Exercise: Report the lines of the material that carry the string "available".

Source information:
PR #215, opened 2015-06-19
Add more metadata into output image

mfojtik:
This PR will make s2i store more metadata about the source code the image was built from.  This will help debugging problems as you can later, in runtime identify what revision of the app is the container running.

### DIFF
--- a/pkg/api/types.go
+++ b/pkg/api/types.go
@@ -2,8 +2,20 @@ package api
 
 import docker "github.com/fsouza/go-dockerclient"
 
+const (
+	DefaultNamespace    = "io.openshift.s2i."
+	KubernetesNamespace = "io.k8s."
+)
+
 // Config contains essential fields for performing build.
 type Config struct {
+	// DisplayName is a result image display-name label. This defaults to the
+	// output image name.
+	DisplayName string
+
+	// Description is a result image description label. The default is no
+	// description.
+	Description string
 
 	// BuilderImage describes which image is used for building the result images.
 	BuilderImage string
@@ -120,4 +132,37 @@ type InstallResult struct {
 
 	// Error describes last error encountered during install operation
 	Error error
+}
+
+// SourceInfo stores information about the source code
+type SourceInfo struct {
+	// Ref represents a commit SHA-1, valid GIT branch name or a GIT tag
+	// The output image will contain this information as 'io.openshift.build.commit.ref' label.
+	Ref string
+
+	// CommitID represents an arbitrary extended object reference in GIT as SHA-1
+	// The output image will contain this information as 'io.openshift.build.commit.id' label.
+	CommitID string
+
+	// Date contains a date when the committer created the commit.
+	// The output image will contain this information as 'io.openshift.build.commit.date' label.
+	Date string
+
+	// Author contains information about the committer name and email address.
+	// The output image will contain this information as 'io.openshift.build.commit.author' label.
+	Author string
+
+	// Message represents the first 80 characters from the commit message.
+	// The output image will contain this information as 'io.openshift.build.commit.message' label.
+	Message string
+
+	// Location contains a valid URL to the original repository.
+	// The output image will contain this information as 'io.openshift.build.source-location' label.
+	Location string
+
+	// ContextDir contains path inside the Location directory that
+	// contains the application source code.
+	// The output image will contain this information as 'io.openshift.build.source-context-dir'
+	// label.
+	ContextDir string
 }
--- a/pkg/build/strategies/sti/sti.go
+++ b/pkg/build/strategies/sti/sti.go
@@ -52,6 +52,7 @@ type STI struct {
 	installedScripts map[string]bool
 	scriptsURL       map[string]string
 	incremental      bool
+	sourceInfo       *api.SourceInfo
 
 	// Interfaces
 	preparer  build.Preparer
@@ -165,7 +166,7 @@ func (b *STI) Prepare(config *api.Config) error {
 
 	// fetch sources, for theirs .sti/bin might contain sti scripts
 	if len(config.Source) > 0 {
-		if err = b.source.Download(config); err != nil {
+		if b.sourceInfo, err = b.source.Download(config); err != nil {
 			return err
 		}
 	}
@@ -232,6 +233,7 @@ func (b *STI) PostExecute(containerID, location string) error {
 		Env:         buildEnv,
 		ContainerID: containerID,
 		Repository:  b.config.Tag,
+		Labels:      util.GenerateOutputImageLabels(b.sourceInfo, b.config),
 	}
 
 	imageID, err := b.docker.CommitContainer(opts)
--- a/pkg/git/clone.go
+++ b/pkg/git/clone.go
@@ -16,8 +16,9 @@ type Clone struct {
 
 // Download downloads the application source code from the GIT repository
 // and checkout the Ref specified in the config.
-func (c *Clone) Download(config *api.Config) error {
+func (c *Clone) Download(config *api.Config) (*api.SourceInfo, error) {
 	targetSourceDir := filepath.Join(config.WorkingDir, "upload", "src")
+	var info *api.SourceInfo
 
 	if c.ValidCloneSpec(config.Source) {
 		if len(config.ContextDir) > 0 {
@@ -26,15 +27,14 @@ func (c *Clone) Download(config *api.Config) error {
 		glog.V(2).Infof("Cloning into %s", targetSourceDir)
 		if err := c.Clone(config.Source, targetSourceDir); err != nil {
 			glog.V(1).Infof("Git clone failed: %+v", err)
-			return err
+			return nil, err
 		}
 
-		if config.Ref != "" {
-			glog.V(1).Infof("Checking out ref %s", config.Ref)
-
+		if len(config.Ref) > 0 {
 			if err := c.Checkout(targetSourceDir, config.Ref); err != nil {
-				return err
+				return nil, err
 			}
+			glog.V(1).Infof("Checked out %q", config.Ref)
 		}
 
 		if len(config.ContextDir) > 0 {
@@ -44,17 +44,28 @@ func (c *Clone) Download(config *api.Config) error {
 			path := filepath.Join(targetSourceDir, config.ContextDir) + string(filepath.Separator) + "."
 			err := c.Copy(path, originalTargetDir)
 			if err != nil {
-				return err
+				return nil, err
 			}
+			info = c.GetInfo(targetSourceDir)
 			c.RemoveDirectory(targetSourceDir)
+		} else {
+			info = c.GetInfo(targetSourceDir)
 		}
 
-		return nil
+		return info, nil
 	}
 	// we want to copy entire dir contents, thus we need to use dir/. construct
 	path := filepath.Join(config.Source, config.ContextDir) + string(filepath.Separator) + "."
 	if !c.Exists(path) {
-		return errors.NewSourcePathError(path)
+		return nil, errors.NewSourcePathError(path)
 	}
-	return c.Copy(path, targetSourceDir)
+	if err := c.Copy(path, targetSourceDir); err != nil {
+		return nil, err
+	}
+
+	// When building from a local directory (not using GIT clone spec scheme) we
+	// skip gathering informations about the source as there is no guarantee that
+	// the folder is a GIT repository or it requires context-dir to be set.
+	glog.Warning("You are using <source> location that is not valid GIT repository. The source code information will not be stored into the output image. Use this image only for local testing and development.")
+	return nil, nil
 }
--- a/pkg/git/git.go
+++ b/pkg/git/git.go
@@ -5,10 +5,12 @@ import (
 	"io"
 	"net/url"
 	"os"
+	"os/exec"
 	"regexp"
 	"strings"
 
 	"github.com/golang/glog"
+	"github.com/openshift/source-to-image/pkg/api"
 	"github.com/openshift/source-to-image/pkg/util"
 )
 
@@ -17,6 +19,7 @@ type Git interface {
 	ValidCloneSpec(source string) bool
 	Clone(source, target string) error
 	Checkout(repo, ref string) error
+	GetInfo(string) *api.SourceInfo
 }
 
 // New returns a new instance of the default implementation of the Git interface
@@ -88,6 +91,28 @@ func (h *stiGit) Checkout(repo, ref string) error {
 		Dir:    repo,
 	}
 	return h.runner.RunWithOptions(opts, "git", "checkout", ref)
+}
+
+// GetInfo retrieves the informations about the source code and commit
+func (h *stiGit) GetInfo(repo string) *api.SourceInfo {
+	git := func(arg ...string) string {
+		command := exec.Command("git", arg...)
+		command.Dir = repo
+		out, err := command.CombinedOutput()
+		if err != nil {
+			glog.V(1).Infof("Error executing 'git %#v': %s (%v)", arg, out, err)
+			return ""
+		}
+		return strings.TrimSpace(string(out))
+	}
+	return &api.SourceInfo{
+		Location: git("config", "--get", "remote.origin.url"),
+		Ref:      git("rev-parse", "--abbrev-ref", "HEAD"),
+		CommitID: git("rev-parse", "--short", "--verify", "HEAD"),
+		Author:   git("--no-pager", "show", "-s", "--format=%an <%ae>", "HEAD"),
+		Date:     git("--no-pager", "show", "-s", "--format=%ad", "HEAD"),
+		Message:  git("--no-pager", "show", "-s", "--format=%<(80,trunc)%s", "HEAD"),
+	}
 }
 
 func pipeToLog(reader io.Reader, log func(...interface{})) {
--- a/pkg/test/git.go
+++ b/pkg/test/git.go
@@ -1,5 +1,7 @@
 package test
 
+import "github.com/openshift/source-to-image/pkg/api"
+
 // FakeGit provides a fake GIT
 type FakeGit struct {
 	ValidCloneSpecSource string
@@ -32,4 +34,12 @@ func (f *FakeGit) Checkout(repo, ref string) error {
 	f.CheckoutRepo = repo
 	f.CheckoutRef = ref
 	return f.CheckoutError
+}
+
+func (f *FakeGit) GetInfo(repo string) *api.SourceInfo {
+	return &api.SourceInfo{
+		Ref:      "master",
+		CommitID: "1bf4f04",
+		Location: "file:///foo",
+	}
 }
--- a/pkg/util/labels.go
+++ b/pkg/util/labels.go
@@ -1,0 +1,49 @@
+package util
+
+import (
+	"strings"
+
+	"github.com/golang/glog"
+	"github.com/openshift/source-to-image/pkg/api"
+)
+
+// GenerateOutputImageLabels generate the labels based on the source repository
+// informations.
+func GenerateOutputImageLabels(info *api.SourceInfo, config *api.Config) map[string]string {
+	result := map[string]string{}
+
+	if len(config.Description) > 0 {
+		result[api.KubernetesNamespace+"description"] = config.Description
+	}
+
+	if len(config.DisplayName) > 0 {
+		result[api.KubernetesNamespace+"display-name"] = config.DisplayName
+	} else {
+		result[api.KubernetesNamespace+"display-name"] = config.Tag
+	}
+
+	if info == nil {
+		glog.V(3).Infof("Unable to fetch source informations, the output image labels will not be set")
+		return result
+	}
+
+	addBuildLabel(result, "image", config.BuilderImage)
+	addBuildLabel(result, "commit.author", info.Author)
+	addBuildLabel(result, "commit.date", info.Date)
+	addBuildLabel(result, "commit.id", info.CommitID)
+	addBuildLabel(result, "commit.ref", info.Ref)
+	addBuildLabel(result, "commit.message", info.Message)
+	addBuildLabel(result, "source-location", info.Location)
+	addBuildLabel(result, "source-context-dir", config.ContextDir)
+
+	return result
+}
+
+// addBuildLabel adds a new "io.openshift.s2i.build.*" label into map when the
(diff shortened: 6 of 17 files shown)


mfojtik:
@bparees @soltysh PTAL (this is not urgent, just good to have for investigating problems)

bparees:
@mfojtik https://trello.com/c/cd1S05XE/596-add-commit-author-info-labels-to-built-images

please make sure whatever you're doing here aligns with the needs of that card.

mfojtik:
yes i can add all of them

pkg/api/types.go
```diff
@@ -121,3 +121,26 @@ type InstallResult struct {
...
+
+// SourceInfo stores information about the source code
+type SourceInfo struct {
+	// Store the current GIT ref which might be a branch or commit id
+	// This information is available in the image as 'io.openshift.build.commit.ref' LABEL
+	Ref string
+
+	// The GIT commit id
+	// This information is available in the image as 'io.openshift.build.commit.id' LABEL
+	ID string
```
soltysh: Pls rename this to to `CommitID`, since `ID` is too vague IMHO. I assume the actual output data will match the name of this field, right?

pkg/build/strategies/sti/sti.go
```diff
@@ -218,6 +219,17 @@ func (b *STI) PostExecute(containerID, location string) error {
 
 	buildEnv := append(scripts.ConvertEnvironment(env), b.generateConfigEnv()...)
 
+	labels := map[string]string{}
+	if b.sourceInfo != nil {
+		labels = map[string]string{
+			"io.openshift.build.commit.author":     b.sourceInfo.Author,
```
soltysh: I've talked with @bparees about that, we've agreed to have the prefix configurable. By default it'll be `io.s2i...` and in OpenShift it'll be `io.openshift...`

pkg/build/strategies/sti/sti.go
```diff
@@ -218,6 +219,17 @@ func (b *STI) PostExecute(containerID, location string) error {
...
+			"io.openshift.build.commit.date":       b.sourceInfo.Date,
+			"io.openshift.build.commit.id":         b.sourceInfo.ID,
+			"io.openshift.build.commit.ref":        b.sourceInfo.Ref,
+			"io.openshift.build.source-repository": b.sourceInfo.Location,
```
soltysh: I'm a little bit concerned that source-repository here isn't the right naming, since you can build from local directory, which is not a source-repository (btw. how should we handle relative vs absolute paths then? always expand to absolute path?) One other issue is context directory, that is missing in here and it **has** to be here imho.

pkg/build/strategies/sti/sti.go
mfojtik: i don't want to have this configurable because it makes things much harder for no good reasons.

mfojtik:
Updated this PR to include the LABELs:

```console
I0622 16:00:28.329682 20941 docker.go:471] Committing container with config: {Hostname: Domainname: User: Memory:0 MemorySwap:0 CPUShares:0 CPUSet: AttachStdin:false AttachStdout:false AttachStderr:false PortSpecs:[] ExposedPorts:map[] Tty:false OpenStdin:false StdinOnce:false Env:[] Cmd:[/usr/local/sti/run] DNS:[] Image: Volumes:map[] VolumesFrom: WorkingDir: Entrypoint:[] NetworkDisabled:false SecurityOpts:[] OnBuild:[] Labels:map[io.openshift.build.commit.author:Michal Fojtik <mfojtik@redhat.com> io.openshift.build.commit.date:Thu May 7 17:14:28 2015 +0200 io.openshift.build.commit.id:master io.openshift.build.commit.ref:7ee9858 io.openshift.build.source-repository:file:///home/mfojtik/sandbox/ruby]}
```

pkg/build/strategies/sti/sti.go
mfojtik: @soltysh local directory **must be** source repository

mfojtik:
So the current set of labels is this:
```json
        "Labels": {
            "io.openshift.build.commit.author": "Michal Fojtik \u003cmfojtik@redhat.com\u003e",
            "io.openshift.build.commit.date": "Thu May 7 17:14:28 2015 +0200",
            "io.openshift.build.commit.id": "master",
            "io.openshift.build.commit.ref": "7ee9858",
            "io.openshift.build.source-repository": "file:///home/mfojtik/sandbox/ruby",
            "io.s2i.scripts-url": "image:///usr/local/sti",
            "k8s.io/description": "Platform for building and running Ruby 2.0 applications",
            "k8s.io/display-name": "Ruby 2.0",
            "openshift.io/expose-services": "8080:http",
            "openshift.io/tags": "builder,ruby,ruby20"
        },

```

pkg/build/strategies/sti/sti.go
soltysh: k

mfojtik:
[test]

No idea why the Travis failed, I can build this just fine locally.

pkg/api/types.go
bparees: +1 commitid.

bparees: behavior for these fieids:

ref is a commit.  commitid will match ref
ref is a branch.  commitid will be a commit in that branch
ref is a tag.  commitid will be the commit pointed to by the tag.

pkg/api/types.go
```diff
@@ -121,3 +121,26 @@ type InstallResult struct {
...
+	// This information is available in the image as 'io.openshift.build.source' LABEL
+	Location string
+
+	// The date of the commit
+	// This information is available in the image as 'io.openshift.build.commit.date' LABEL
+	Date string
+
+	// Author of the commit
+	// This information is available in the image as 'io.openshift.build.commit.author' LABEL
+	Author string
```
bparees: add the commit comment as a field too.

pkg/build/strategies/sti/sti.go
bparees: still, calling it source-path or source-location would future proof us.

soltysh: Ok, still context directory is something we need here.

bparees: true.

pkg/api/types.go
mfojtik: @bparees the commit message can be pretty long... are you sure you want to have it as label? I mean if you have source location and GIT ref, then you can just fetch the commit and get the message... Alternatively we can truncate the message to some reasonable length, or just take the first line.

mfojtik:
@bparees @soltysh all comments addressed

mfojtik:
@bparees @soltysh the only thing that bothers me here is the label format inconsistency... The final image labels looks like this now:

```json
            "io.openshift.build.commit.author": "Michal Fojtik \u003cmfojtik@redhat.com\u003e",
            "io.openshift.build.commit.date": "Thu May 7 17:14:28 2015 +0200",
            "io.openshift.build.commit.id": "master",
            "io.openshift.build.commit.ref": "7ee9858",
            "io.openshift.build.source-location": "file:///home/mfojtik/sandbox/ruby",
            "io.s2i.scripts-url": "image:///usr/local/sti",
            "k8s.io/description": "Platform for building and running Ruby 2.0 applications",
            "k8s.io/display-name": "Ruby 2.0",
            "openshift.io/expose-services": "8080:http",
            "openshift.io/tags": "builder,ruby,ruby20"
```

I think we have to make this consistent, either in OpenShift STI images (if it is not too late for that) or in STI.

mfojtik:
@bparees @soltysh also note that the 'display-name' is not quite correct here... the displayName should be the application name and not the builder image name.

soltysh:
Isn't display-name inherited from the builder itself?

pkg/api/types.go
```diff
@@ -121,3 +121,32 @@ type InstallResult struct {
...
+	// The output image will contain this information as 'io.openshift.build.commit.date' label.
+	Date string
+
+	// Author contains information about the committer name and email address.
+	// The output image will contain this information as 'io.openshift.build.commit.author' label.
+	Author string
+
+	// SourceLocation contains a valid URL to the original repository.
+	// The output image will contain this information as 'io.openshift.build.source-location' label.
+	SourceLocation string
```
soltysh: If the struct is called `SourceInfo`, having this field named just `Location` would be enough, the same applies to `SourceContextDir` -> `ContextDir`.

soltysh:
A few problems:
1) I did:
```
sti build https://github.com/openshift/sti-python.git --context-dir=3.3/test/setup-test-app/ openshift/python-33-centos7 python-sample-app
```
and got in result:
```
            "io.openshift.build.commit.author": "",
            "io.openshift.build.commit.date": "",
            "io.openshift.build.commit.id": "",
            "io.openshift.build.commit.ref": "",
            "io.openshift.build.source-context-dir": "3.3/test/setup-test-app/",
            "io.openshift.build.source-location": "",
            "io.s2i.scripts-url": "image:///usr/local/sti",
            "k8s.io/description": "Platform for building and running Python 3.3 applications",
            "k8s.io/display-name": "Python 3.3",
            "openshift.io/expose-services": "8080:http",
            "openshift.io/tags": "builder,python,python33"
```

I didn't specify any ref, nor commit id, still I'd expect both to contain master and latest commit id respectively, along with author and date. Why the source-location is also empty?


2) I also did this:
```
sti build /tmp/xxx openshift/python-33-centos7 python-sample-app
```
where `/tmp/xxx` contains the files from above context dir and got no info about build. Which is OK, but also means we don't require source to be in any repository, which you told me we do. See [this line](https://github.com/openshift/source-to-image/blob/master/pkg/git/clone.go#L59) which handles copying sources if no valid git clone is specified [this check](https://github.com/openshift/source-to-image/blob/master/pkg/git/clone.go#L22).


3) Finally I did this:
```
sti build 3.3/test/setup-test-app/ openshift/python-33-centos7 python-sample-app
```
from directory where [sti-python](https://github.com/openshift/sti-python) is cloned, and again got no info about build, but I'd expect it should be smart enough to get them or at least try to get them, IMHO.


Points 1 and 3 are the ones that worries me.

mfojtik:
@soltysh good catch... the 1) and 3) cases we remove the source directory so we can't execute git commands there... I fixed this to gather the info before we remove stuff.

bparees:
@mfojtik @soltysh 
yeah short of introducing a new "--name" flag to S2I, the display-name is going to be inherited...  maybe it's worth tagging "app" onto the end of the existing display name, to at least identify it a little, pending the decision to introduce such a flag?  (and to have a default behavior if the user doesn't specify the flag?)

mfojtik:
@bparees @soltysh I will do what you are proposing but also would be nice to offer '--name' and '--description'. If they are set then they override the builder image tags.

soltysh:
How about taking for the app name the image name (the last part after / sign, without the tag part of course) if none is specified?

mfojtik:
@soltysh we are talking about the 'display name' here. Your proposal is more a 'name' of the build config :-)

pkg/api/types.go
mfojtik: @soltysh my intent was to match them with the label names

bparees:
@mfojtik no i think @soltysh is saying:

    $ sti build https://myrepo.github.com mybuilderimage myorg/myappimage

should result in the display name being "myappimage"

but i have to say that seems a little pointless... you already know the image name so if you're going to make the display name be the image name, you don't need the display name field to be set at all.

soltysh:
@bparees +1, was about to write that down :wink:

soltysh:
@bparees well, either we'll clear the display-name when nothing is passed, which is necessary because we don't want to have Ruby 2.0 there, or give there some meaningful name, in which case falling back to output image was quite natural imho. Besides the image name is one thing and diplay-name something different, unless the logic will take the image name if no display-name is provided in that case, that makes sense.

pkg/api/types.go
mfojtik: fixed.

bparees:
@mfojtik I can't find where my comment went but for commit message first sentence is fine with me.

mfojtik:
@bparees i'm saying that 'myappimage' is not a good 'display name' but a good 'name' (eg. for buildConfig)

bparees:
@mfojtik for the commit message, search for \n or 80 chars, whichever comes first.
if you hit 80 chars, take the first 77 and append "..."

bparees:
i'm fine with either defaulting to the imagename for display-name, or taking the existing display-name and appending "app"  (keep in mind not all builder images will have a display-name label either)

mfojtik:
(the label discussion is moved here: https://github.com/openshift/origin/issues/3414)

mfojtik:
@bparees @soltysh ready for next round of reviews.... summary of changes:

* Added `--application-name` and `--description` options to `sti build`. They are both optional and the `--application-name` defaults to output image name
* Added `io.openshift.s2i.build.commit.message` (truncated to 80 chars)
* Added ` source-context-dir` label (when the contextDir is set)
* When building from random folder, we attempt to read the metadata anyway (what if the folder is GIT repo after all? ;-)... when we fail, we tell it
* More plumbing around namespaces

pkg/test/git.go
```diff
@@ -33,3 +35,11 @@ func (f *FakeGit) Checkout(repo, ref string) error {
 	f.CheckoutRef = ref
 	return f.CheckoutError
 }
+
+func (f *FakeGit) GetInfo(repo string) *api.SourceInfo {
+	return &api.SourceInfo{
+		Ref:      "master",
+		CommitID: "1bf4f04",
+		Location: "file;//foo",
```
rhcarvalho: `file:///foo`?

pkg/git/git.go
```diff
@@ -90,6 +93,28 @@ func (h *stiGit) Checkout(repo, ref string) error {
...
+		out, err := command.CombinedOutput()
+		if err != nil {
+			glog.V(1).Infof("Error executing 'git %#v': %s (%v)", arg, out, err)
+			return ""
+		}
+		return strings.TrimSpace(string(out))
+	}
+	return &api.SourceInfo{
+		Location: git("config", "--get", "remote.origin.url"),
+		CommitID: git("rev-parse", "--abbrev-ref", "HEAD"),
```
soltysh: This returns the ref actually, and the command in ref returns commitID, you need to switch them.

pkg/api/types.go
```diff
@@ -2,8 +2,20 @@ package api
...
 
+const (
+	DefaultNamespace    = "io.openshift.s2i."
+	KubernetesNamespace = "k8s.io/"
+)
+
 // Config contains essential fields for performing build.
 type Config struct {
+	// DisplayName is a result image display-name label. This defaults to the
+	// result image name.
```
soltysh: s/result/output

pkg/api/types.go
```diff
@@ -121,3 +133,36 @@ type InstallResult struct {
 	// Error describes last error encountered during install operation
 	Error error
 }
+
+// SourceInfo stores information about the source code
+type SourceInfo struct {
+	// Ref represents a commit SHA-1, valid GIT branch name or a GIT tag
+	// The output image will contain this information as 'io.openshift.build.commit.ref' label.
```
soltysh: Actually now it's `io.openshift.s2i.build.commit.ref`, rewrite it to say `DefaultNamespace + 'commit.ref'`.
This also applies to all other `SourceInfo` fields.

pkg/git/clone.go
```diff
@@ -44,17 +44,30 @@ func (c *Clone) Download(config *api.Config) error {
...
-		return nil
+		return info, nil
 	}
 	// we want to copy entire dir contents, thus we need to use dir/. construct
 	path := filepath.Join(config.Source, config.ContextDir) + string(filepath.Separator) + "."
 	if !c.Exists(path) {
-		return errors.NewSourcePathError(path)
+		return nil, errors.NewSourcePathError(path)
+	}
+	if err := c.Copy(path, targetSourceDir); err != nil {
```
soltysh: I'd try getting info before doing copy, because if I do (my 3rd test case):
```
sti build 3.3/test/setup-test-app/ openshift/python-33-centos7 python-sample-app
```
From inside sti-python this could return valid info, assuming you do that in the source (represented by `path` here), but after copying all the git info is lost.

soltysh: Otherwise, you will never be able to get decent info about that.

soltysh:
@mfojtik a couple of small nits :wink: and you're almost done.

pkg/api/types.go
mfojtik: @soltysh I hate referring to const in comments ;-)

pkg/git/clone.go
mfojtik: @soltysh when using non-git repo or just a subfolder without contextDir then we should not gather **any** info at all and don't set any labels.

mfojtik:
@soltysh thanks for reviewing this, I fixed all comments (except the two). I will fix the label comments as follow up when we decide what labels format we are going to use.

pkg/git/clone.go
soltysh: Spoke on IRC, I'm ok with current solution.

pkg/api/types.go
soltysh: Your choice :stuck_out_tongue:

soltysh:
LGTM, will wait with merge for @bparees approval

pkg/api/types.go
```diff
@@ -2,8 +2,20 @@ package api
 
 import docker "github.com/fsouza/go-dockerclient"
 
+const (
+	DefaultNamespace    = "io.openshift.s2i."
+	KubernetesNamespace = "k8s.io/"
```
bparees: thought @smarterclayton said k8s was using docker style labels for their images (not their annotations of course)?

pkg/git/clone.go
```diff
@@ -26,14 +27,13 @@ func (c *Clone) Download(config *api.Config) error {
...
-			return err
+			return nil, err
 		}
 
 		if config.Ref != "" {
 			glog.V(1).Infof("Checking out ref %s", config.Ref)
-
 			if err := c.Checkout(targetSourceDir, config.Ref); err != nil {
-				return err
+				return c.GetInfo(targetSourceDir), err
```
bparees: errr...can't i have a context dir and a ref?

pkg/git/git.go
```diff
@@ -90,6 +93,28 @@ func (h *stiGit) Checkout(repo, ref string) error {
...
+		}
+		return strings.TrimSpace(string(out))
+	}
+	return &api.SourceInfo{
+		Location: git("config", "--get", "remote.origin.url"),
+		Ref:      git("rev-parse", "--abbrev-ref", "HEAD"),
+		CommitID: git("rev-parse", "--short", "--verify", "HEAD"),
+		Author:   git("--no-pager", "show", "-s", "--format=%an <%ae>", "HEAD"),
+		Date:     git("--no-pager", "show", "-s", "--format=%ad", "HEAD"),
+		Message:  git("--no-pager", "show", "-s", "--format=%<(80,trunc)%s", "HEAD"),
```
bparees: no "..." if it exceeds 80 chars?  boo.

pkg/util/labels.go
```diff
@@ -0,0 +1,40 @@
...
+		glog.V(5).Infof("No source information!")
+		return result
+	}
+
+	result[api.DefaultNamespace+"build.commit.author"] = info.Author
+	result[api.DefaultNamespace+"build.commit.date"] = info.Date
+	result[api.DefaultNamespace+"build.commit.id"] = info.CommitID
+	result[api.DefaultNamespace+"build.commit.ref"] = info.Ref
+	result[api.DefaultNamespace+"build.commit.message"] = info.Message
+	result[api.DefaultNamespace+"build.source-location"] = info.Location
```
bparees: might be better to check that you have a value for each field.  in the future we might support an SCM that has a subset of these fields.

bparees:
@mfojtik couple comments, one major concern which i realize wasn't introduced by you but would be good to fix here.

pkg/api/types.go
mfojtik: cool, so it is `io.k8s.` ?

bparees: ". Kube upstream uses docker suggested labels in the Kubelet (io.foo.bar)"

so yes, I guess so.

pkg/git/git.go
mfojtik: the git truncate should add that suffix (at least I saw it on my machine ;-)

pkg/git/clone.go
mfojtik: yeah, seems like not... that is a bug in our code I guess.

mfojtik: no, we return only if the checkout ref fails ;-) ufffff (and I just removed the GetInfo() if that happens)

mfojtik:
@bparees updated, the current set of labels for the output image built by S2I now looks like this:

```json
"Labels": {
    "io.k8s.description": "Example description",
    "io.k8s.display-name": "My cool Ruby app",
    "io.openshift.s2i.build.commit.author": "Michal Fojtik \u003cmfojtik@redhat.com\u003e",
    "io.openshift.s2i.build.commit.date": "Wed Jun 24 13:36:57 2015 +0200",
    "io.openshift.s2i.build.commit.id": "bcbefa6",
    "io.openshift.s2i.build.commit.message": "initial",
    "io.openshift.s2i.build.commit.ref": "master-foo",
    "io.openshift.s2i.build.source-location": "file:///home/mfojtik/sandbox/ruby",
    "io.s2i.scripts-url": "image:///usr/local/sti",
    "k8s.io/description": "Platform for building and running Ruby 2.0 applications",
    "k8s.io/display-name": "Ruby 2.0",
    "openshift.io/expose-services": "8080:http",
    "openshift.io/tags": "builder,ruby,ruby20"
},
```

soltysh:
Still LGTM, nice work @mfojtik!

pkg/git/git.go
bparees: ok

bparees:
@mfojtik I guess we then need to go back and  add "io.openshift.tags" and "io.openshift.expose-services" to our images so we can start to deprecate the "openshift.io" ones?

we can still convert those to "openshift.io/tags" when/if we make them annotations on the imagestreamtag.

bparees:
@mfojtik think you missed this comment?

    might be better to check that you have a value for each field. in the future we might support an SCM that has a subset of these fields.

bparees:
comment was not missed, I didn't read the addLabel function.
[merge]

Your response:
+	// This information is available in the image as 'io.openshift.build.commit.ref' LABEL
+	// This information is available in the image as 'io.openshift.build.commit.id' LABEL
+	// This information is available in the image as 'io.openshift.build.source' LABEL
+	// This information is available in the image as 'io.openshift.build.commit.date' LABEL
+	// This information is available in the image as 'io.openshift.build.commit.author' LABEL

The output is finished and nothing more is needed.